A TPU system is not just a chip; it is an integrated network. A host is attached to multiple chips, and each chip connects to the host and to other chips via our Inter-Chip Interconnect (ICI). This ICI links the chips into a highly efficient 2D or 3D Torus topology, allowing for massive scale-up without traditional networking bottlenecks. Within each chip, execution is divided between TensorCores and SparseCores. TensorCores are single-threaded units dedicated to dense matrix math, while SparseCores handle irregular memory access patterns like embeddings, gather/scatter operations, and offloading collectives.

These features mean TPUs are a powerful tool for machine learning; and our goal is to provide the specialized support needed to fully leverage these unique capabilities. This is where PyTorch comes in: the PyTorch toolchain already creates a consistent, widely-used interface over other device types.

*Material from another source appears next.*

PR #542, opened 2021-07-09
Copy library binaries in local build instead of using the search path…

pragmatrix:
Instead of just adding the search path set in local builds to cargo, this PR copies the libraries to the output directory. The intention here is to be sure early on that all the files to link a binary are existing.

Our core principle for usability is simple: it should feel like PyTorch. A developer should be able to take an existing PyTorch script, change their initialization to “tpu”, and run their training loop without modifying a single line of core logic.

Achieving this required an entirely new approach to how PyTorch interacts with the TPU compiler and runtime stack.

Engineering the TorchTPU Stack: The Technical Reality

Eager First: Flexibility Without Compromise

Moving from concept to a native PyTorch experience on TPU meant rethinking the execution stack. We established an “Eager First” philosophy. Instead of requiring developers into static graph compilation immediately, we implemented TorchTPU using PyTorch’s “PrivateUse1” interface. No subclasses, no wrappers; just ordinary, familiar PyTorch Tensors on a TPU. By integrating at this deep level, we are able to fully prioritize the eager execution experience developers expect from PyTorch.

We engineered three distinct eager modes to support the development lifecycle.

The first eager mode is Debug Eager, which dispatches one operation at a time and synchronizes with the CPU after every execution. It is inherently slow, but invaluable for tracking down shape mismatches, NaN values, and out-of-memory crashes.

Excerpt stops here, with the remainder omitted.